**Task goal**
Set the data down again, word for word, as it appears below.

--- START ---

Issue #5008, opened 2025-08-21
Special character in URL (ex: ê) with a <Link /> component for the same URL causes a SSR error


olivier-deschenes:
### Which project does this relate to?

Start

### Describe the bug

When you reload a route with a param and the param has a special character like ê, the link component in the route component seems to bug when SSR is activated.

I assume that it is because the special character is encoded/decoded at a different time in the server / client (one is encoded and the other not).

### Your Example Website or App

https://github.com/olivier-deschenes/tanstack-start-special-char-ssr-bug

### Steps to Reproduce the Bug or Issue

1. install the deps and run the app
2. Open the app (it should redirect you to the right url)
3. reload the page
4. Check the console

### Expected behavior

Nothing should happens, no error in the console

### Screenshots or Videos

<img width="3488" height="1152" alt="Image" src="https://github.com/user-attachments/assets/a6930b99-0e6c-4edb-b919-52c1d171b7f6" />

### Platform

- Start version : ^1.131.26

### Additional context

It seems to only happen when their is a special character in the url.

schiller-manuel:
the issue here is that when the link is rendered on the client, the comparison here fails:

https://github.com/TanStack/router/blob/3f05c0b16bb2d4084c90c2eebe9077a8a89b1c7e/packages/react-router/src/link.tsx#L147-L153

`s.location.pathname` has the path in the form of `'/test/ê'` while `next.pathname` is `'/test/%C3%AA'`

olivier-deschenes:
Right now the fix that I use is to simply decode/encode and normalize the params.

```ts
export const Route = createFileRoute("/test/$id")({
  component: RouteComponent,
  params: {
    parse: (raw) => ({ id: decodeURIComponent(raw.id).normalize("NFC") }),
    stringify: (v) => ({ id: encodeURIComponent(v.id.normalize("NFC")) }),
  },
});
```

But I assume that it is a bug right ?
It happens with spaces also.

schiller-manuel:
yes it is a bug

olivier-deschenes:
@schiller-manuel is there any plan to fix this in a future release ?

schiller-manuel:
absolutely! contributions welcome as well

nlynzaad:
think this might be resolved with #5663 available from 1.133.35. please can you check and confirm.

olivier-deschenes:
Hi, 

[...]

PR #5736, opened 2025-11-03
refactor(router-core): consistent Unicode handling

nlynzaad:
This PR follows on from #5663 and ensures that the path names are always in a consistent state by decoding the pathname when parsing the location. This ensures that the pathname is always in a decoded state and any further encoding/decoding that is required for navigation and matching is done in a consistent manner. While the pathname is decoded the URL is not ensuring the href and urls are always in a valid state.

One case where this currently fails currently is when matching a link as active or not when the params contain special characters, see #5008. While the resolved pathname are in encoded form, the params are on the link is not, and this can cause mismatching to occur.  

As an added bonus, by decoding the path upfront we do not need to decode each path segment individually when parsing the paths for matching.

This PR adds a bunch of tests to ensure this is treated consistently throughout router at the core, code-based routing in React and Solid as well as in the browser environment with file-based routing in React and Solid e2e tests.

## Release Notes

* **New Features**
  * Added support for Unicode characters (including emoji and non-Latin scripts) in route paths and parameters
  * Enhanced handling of complex URL encoding and special characters in navigation
  * New route examples demonstrating international path support

* **Performance**
  * Reduced page load delay for improved responsiveness

* **Testing**
  * Expanded test coverage for Unicode paths and encoded parameter handling

### DIFF
--- a/packages/react-router/tests/router.test.tsx
+++ b/packages/react-router/tests/router.test.tsx
@@ -48,6 +48,22 @@ afterEach(() => {
 
 const mockFn1 = vi.fn()
 
+const URISyntaxCharacters = [
+  [';', '%3B'],
+  [',', '%2C'],
+  ['/', '%2F'],
+  ['?', '%3F'],
+  [':', '%3A'],
+  ['@', '%40'],
+  ['&', '%26'],
+  ['=', '%3D'],
+  ['+', '%2B'],
+  ['$', '%24'],
+  ['#', '%23'],
+  ['\\', '%5C'],
+  ['%', '%25'],
+] as const
+
 export function validateSearchParams<
   TExpected extends Partial<Record<string, string>>,
 >(expected: TExpected, router: AnyRouter) {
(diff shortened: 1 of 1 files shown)


packages/solid-router/tests/router.test.tsx
```diff
@@ -723,63 +736,75 @@ describe('encoding: URL path segment', () => {
...
       history: createMemoryHistory({ initialEntries: [input] }),
     })
 
     render(() => <RouterProvider router={router} />)
     await router.load()
 
-    expect(router.state.location.pathname).toBe(output)
+    expect(router.state.location.pathname).toBe(path)
+    expect(new URL(router.state.location.url).pathname).toBe(url)
   })
```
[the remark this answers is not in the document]
nlynzaad: this is not the case. `new URL('http://x.com/path-segment/%C3%A9').pathname` returns the encoded path `/path-segment/%C3%A9` hence why the tests are not failing.

packages/react-router/tests/router.test.tsx
```diff
@@ -374,7 +374,7 @@ describe('encoding: URL param segment for /posts/$slug', () => {
 
     await act(() => router.load())
 
-    expect(router.state.location.pathname).toBe('/posts/%F0%9F%9A%80')
+    expect(router.state.location.pathname).toBe('/posts/🚀')
```
SeanCassiere, line 460: Not sure what needs to be changed here.

- Expectation of the test.
- Or the test name itself (i.e `it('should ...')`).

packages/react-router/tests/router.test.tsx
```diff
@@ -623,7 +628,8 @@ describe('encoding: URL splat segment for /$', () => {
 
     await router.load()
 
-    expect(router.state.location.pathname).toBe('/%F0%9F%9A%80')
+    expect(router.state.location.href).toBe('/%F0%9F%9A%80')
+    expect(router.state.location.pathname).toBe('/🚀')
```
SeanCassiere, line 669: Just to confirm, this difference is "expected" and should have differing values.

packages/router-core/src/router.ts
```diff
@@ -1173,7 +1173,7 @@ export class RouterCore<
         href: fullPath,
         publicHref: href,
         url: url.href,
-        pathname,
+        pathname: decodePathSegment(pathname),
```
SeanCassiere: Maybe a function rename here, since its no longer `decodePathSegment` (which was using `decodeURIComponent`) rather its more along the lines of `decodePath` (using `decodeURI`).

packages/react-router/tests/router.test.tsx
nlynzaad: yes, the url and href is to remain encoded. the pathname not

packages/react-router/tests/router.test.tsx
nlynzaad: will rename the test. we are expecting the pathname to be decoded

nlynzaad:
requested changes made. 

quick note on the actionable comment from code rabbit. in the specific test `@` is not added to the pathParamsAllowedCharacters and hence is encoded. This is specifically left as such and hence the use of decodeURI in decodePath.

nlynzaad:
> I still think that the test names need to be changed to match what we're now testing for.
> 
> Other than that, I'm OK with the changes themselves.

reworked the test names and cleaned up the structure a bit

--- END ---

**Problem solution**
Issue #5008, opened 2025-08-21
Special character in URL (ex: ê) with a <Link /> component for the same URL causes a SSR error


olivier-deschenes:
### Which project does this relate to?

Start

### Describe the bug

When you reload a route with a param and the param has a special character like ê, the link component in the route component seems to bug when SSR is activated.

I assume that it is because the special character is encoded/decoded at a different time in the server / client (one is encoded and the other not).

### Your Example Website or App

https://github.com/olivier-deschenes/tanstack-start-special-char-ssr-bug

### Steps to Reproduce the Bug or Issue

1. install the deps and run the app
2. Open the app (it should redirect you to the right url)
3. reload the page
4. Check the console

### Expected behavior

Nothing should happens, no error in the console

### Screenshots or Videos

<img width="3488" height="1152" alt="Image" src="https://github.com/user-attachments/assets/a6930b99-0e6c-4edb-b919-52c1d171b7f6" />

### Platform

- Start version : ^1.131.26

### Additional context

It seems to only happen when their is a special character in the url.

schiller-manuel:
the issue here is that when the link is rendered on the client, the comparison here fails:

https://github.com/TanStack/router/blob/3f05c0b16bb2d4084c90c2eebe9077a8a89b1c7e/packages/react-router/src/link.tsx#L147-L153

`s.location.pathname` has the path in the form of `'/test/ê'` while `next.pathname` is `'/test/%C3%AA'`

olivier-deschenes:
Right now the fix that I use is to simply decode/encode and normalize the params.

```ts
export const Route = createFileRoute("/test/$id")({
  component: RouteComponent,
  params: {
    parse: (raw) => ({ id: decodeURIComponent(raw.id).normalize("NFC") }),
    stringify: (v) => ({ id: encodeURIComponent(v.id.normalize("NFC")) }),
  },
});
```

But I assume that it is a bug right ?
It happens with spaces also.

schiller-manuel:
yes it is a bug

olivier-deschenes:
@schiller-manuel is there any plan to fix this in a future release ?

schiller-manuel:
absolutely! contributions welcome as well

nlynzaad:
think this might be resolved with #5663 available from 1.133.35. please can you check and confirm.

olivier-deschenes:
Hi, 

[...]

PR #5736, opened 2025-11-03
refactor(router-core): consistent Unicode handling

nlynzaad:
This PR follows on from #5663 and ensures that the path names are always in a consistent state by decoding the pathname when parsing the location. This ensures that the pathname is always in a decoded state and any further encoding/decoding that is required for navigation and matching is done in a consistent manner. While the pathname is decoded the URL is not ensuring the href and urls are always in a valid state.

One case where this currently fails currently is when matching a link as active or not when the params contain special characters, see #5008. While the resolved pathname are in encoded form, the params are on the link is not, and this can cause mismatching to occur.  

As an added bonus, by decoding the path upfront we do not need to decode each path segment individually when parsing the paths for matching.

This PR adds a bunch of tests to ensure this is treated consistently throughout router at the core, code-based routing in React and Solid as well as in the browser environment with file-based routing in React and Solid e2e tests.

## Release Notes

* **New Features**
  * Added support for Unicode characters (including emoji and non-Latin scripts) in route paths and parameters
  * Enhanced handling of complex URL encoding and special characters in navigation
  * New route examples demonstrating international path support

* **Performance**
  * Reduced page load delay for improved responsiveness

* **Testing**
  * Expanded test coverage for Unicode paths and encoded parameter handling

### DIFF
--- a/packages/react-router/tests/router.test.tsx
+++ b/packages/react-router/tests/router.test.tsx
@@ -48,6 +48,22 @@ afterEach(() => {
 
 const mockFn1 = vi.fn()
 
+const URISyntaxCharacters = [
+  [';', '%3B'],
+  [',', '%2C'],
+  ['/', '%2F'],
+  ['?', '%3F'],
+  [':', '%3A'],
+  ['@', '%40'],
+  ['&', '%26'],
+  ['=', '%3D'],
+  ['+', '%2B'],
+  ['$', '%24'],
+  ['#', '%23'],
+  ['\\', '%5C'],
+  ['%', '%25'],
+] as const
+
 export function validateSearchParams<
   TExpected extends Partial<Record<string, string>>,
 >(expected: TExpected, router: AnyRouter) {
(diff shortened: 1 of 1 files shown)


packages/solid-router/tests/router.test.tsx
```diff
@@ -723,63 +736,75 @@ describe('encoding: URL path segment', () => {
...
       history: createMemoryHistory({ initialEntries: [input] }),
     })
 
     render(() => <RouterProvider router={router} />)
     await router.load()
 
-    expect(router.state.location.pathname).toBe(output)
+    expect(router.state.location.pathname).toBe(path)
+    expect(new URL(router.state.location.url).pathname).toBe(url)
   })
```
[the remark this answers is not in the document]
nlynzaad: this is not the case. `new URL('http://x.com/path-segment/%C3%A9').pathname` returns the encoded path `/path-segment/%C3%A9` hence why the tests are not failing.

packages/react-router/tests/router.test.tsx
```diff
@@ -374,7 +374,7 @@ describe('encoding: URL param segment for /posts/$slug', () => {
 
     await act(() => router.load())
 
-    expect(router.state.location.pathname).toBe('/posts/%F0%9F%9A%80')
+    expect(router.state.location.pathname).toBe('/posts/🚀')
```
SeanCassiere, line 460: Not sure what needs to be changed here.

- Expectation of the test.
- Or the test name itself (i.e `it('should ...')`).

packages/react-router/tests/router.test.tsx
```diff
@@ -623,7 +628,8 @@ describe('encoding: URL splat segment for /$', () => {
 
     await router.load()
 
-    expect(router.state.location.pathname).toBe('/%F0%9F%9A%80')
+    expect(router.state.location.href).toBe('/%F0%9F%9A%80')
+    expect(router.state.location.pathname).toBe('/🚀')
```
SeanCassiere, line 669: Just to confirm, this difference is "expected" and should have differing values.

packages/router-core/src/router.ts
```diff
@@ -1173,7 +1173,7 @@ export class RouterCore<
         href: fullPath,
         publicHref: href,
         url: url.href,
-        pathname,
+        pathname: decodePathSegment(pathname),
```
SeanCassiere: Maybe a function rename here, since its no longer `decodePathSegment` (which was using `decodeURIComponent`) rather its more along the lines of `decodePath` (using `decodeURI`).

packages/react-router/tests/router.test.tsx
nlynzaad: yes, the url and href is to remain encoded. the pathname not

packages/react-router/tests/router.test.tsx
nlynzaad: will rename the test. we are expecting the pathname to be decoded

nlynzaad:
requested changes made. 

quick note on the actionable comment from code rabbit. in the specific test `@` is not added to the pathParamsAllowedCharacters and hence is encoded. This is specifically left as such and hence the use of decodeURI in decodePath.

nlynzaad:
> I still think that the test names need to be changed to match what we're now testing for.
> 
> Other than that, I'm OK with the changes themselves.

reworked the test names and cleaned up the structure a bit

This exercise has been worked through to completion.